◆ **What you should do**: Every line below that holds the word "sure" must be listed.

◆ **Records for the task**:
Issue #1267, opened 2019-07-24
Touch device - can't send mouse scrolls to remote


juanjoDiaz:
**Describe the bug**
Mobile scrolling doesn't seem to work (it might just not be supported).
Normal mobile scrolling (pressing and dragging) just selects text.
Choosing the wheel button from the sidebar doesn't make any difference. It stops selecting text but still it doesn't scroll.

**To Reproduce**
1. Open a noVNC connection to any VNC-enabled server
2. Open a browser and navigate to your favorite news site
3. Try to scroll down

**Expected behavior**
Ideally, I'd expect scroll to work as it would in a locally opened application.
As a minimum, choosing the scroll button of the mouse from the side menu should allow scrolling.

**Client (please complete the following information):**
 - OS: iOS
 - Browser: safari
 - Browser version: latest

**Server (please complete the following information):**
 - noVNC version: 1.1.0
 - VNC server: TigerVNC
 - WebSocket proxy: websockify

samhed:
Yeah. noVNC doesn't have any touch gesture support at all yet.

So you're expecting that pressing and dragging one finger across the screen would send a scroll to the application? In that case, we would need that to be behind a toggle to allow for example moving a window on the remote desktop when you're expected to click and drag.

The mouse button in the sidebar toggles which mouse button is sent. When the 'wheel' button is toggled you will send a middle-mouse click - i.e. the same as when pressing (not scrolling) the scroll wheel on a physical mouse. So we would need a different toggle for these things.

Taking a step back to reflect on gestures as a whole, I think the most important actions that would feel natural to accomplish with gestures would be:

* _Send mouse scrolls_
* _Send right click_
* _Send Ctrl + Scroll_ (many applications handle this as zoom)
* _Zoom the viewport_
* _Pan the viewport_

Then comes the question what type of gesture should trigger these actions? I can see two paths here, either you try to find gestures that doesn't conflict with most common mouse actions, for example two-finger gestures:

* **Drag two fingers** to _send mouse scrolls_
* **Tap with two fingers** to _send right clicks_
* **Pinch with two fingers** to _send Ctrl + scroll_

This way you could still work as normal with one-finger press and drag allowing you to drag and drop in the remote session as normal for example.

The second path would be more in line to what you were expecting, to have gestures mimicking local applications. But in that case I see more a focus on controlling the noVNC viewport rather than sending mouse events to the remote:

* **One-finger press and drag** to _pan the viewport_
[...]

PR #1346, opened 2019-12-17
Separate mouse and touch events

juanjoDiaz:
This PR is an initial step towards #1267 
It separates the mouse event handling from the touch event handling.

A separate step could be to implement multiple Touch modules for different interaction styles a.k.a convert touch events to mouse events in different ways.
For example, one that would work for me would be something like:

| Touch action | Click event |
|------|------|
| Single Tap| Click|
| Long press | Right-click (contextmenu or click event)|
| Press and then drag | Click and drag (mousemove event) |
| Two-finger press and drag | Pan (Wheel event)|
| Two-finger pinch | Zoom (Not sure of the events here) |

A library like hammer.js would make such implementations very easy.

### DIFF
--- a/core/rfb.js
+++ b/core/rfb.js
@@ -10,13 +10,14 @@
 import { toUnsigned32bit, toSigned32bit } from './util/int.js';
 import * as Log from './util/logging.js';
 import { encodeUTF8, decodeUTF8 } from './util/strings.js';
-import { dragThreshold } from './util/browser.js';
+import { dragThreshold, isTouchDevice } from './util/browser.js';
 import EventTargetMixin from './util/eventtarget.js';
 import Display from "./display.js";
 import Inflator from "./inflator.js";
 import Deflator from "./deflator.js";
 import Keyboard from "./input/keyboard.js";
 import Mouse from "./input/mouse.js";
+import Touch from "./input/touch.js";
 import Cursor from "./util/cursor.js";
 import Websock from "./websock.js";
 import DES from "./des.js";
@@ -115,6 +116,7 @@ export default class RFB extends EventTargetMixin {
         this._flushing = false;         // Display flushing state
         this._keyboard = null;          // Keyboard input handler object
         this._mouse = null;             // Mouse input handler object
+        this._touch = null;             // Touch input handler object
 
         // Timers
         this._disconnTimer = null;      // disconnection timer
@@ -202,8 +204,14 @@ export default class RFB extends EventTargetMixin {
         this._keyboard.onkeyevent = this._handleKeyEvent.bind(this);
 
         this._mouse = new Mouse(this._canvas);
-        this._mouse.onmousebutton = this._handleMouseButton.bind(this);
-        this._mouse.onmousemove = this._handleMouseMove.bind(this);
+        this._mouse.onmousebutton = this._handlePointerPress.bind(this);
+        this._mouse.onmousemove = this._handlePointerMove.bind(this);
+
+        if (isTouchDevice) {
+            this._touch = new Touch(this._canvas);
+            this._touch.ontouch = this._handlePointerPress.bind(this);
+            this._touch.ontouchmove = this._handlePointerMove.bind(this);
+        }
 
         this._sock = new Websock();
         this._sock.on('message', () => {
@@ -292,17 +300,19 @@ export default class RFB extends EventTargetMixin {
             if (viewOnly) {
                 this._keyboard.ungrab();
                 this._mouse.ungrab();
+                if (this._touch) { this._touch.ungrab(); }
             } else {
                 this._keyboard.grab();
                 this._mouse.grab();
+                if (this._touch) { this._touch.grab(); }
             }
         }
     }
 
     get capabilities() { return this._capabilities; }
 
-    get touchButton() { return this._mouse.touchButton; }
-    set touchButton(button) { this._mouse.touchButton = button; }
+    get touchButton() { return this._touch.touchButton; }
+    set touchButton(button) { this._touch.touchButton = button; }
 
     get clipViewport() { return this._clipViewport; }
     set clipViewport(viewport) {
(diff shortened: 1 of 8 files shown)


core/rfb.js
```diff
@@ -177,8 +179,14 @@ export default class RFB extends EventTargetMixin {
         this._keyboard.onkeyevent = this._handleKeyEvent.bind(this);
 
         this._mouse = new Mouse(this._canvas);
-        this._mouse.onmousebutton = this._handleMouseButton.bind(this);
-        this._mouse.onmousemove = this._handleMouseMove.bind(this);
+        this._mouse.onmousebutton = this._handlePointerPress.bind(this);
+        this._mouse.onmousemove = this._handlePointerMove.bind(this);
+
+        if (isTouchDevice) {
+            this._touch = new Touch(this._canvas, this._mouse);
```
samhed: The second argument to the constructor looks like it should be removed.

core/rfb.js
```diff
@@ -177,8 +179,14 @@ export default class RFB extends EventTargetMixin {
...
+            this._mouse.ontouch = this._handlePointerPress.bind(this);
+            this._mouse.ontouchmove = this._handlePointerMove.bind(this);
```
samhed: I believe these two should be `this._touch.ontouch` and `this._touch.ontouchmove`

docs/API-internal.md
```diff
@@ -58,29 +58,52 @@ callback event name, and the callback function.
...
+| name   | parameters | description
+| ------ | ---------- | ------------
+| grab   | ()         | Begin capturing touch events
+| ungrab | ()         | Stop capturing touch events
+
+### 2.2.2 Callbacks
+
+| name          | parameters          | description
+| ------------- | ------------------- | ------------
+| ontouch       | (x, y, down, bmask) | Handler for touch even (as button click/release)
```
samhed: "event"

core/rfb.js
```diff
@@ -264,17 +272,20 @@ export default class RFB extends EventTargetMixin {
             if (viewOnly) {
                 this._keyboard.ungrab();
                 this._mouse.ungrab();
+                if (this._touch) { this._touch.ungrab(); }
             } else {
                 this._keyboard.grab();
                 this._mouse.grab();
+                this._mouse.grab();
```
samhed: Looks like one `_mouse.grab()` too many

samhed:
And btw regarding hammerjs it would have been nice, but that project seems dead seeing as the latest release was more than 3 years ago and the maintainers don't seem to be handling issues or pull requests anymore.

If anyone knows of a good alternative library please tell us.

juanjoDiaz:
Fixed your comments.
I wanted to check if this is wanted before going further since I've had plenty of PRs rejected in this project 🙂
Some testing is still needed for sure. I'd be testing more on Monday.

Regarding Hammer.js, I know that it's not the best-maintained project but it is still the de-facto library for touch support on websites and it has over 1 million weekly downloads in npm. So not sure if there is a better alternative but I couldn't find any and it seems unlikely that there is one.

CendioOssman:
:+1: to the principle of splitting things. Haven't checked the code yet.

FYI, we (Cendio) are planning on getting some gestures up and running in the coming months. This would probably be a good base for that.

juanjoDiaz:
Is there anything left for me to do in this PR?

samhed:
Looks like all my code-comments are addressed. How well tested is this?

juanjoDiaz:
I've been using noVNC.html on a tablet with no problem.

Can you think of any particular thing that I should test?

CendioOssman:
I did a quick read of the code and it looks good AFAICT.

But I realized a big issue; the browser are moving away from the mouse and touch events in favour of common pointer events. Is this split here then perhaps counter productive as we have to have common code once we handle pointer events?

juanjoDiaz:
I don't think that it's counter-productive.
We have a handler for a mouse event, a handler for touch events, and we could add a handler for Pointer events.

Then the logic would be:
```js
if (arePointerEventsSupported) {
  // use pointer events handler
} else {
  // use mouse events handler

  if (isTouchDevice) {
    // use touch events handler
  }
}
```

CendioOssman:
I guess. No risk of a need for sharing code in the pointer handling and the other two though?

We will probably be looking at the pointer events soon-ish. Is it okay if we hold off on this PR a few weeks until we can get a better idea of how those work? I'd just like to confirm that we're not shuffling code back and forth needlessly and making git blame a pain.

juanjoDiaz:
I don't think that there is any shared code between those 3 handlers since the shared parts are the actual event handlers which are set in the `rfb.js` file.
Also, if anything else should be shared it can be placed in a helper class that's composed into the handlers. That would provide a nice and clean separation of concerns imho.

I'm OK waiting a few weeks for this. Just let me know if there is anything that I can do to help.

When looking at pointer-events are you just looking at using them instead of mouse or touch events? Or are you planning to add better gesture support as you also commented above?

CendioOssman:
> When looking at pointer-events are you just looking at using them instead of mouse or touch events? Or are you planning to add better gesture support as you also commented above?

The primary motivator is gesture support, which was originally intended to be built upon touch events. But as we're seeing issues with them, we will probably look at pointer events primarily now and keep mouse/touch support around only as much as is needed for legacy. I don't know what this means specifically until we've looked at pointer events more closely and evaluated which browsers support them.

CendioNiko:
We have been in contact with upstream about pointer events, and we reached a decision not to migrate fully to pointer events as of now.  This is because they are ending support for 'ontouch' and createEvent('TouchEvent') etc. but they are seemingly keeping addEventListener(). So this PR is of great interest!

However when testing this code I encountered the following problem:
 * 'Touch and drag' events does not seem to get captured by our session anymore. I encountered this error on most platforms with touch. Tested on Chrome/Firefox on android, Chrome in Linux and Chrome/Edge on Windows 10.

Could you have a look at this?
If you don't have any touch device to try this out you can use touch emulation on Chrome.

juanjoDiaz:
I'll try to take a look at this during this week.

What's not working is, for example, dragging icons on a desktop, right?

CendioNiko:
Thank you!
Yeah, you should be able to see the problem by trying to drag an icon.

samhed:
Replaced by changes made in #1414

◆ **Result**:
| Two-finger pinch | Zoom (Not sure of the events here) |
Some testing is still needed for sure. I'd be testing more on Monday.
Regarding Hammer.js, I know that it's not the best-maintained project but it is still the de-facto library for touch support on websites and it has over 1 million weekly downloads in npm. So not sure if there is a better alternative but I couldn't find any and it seems unlikely that there is one.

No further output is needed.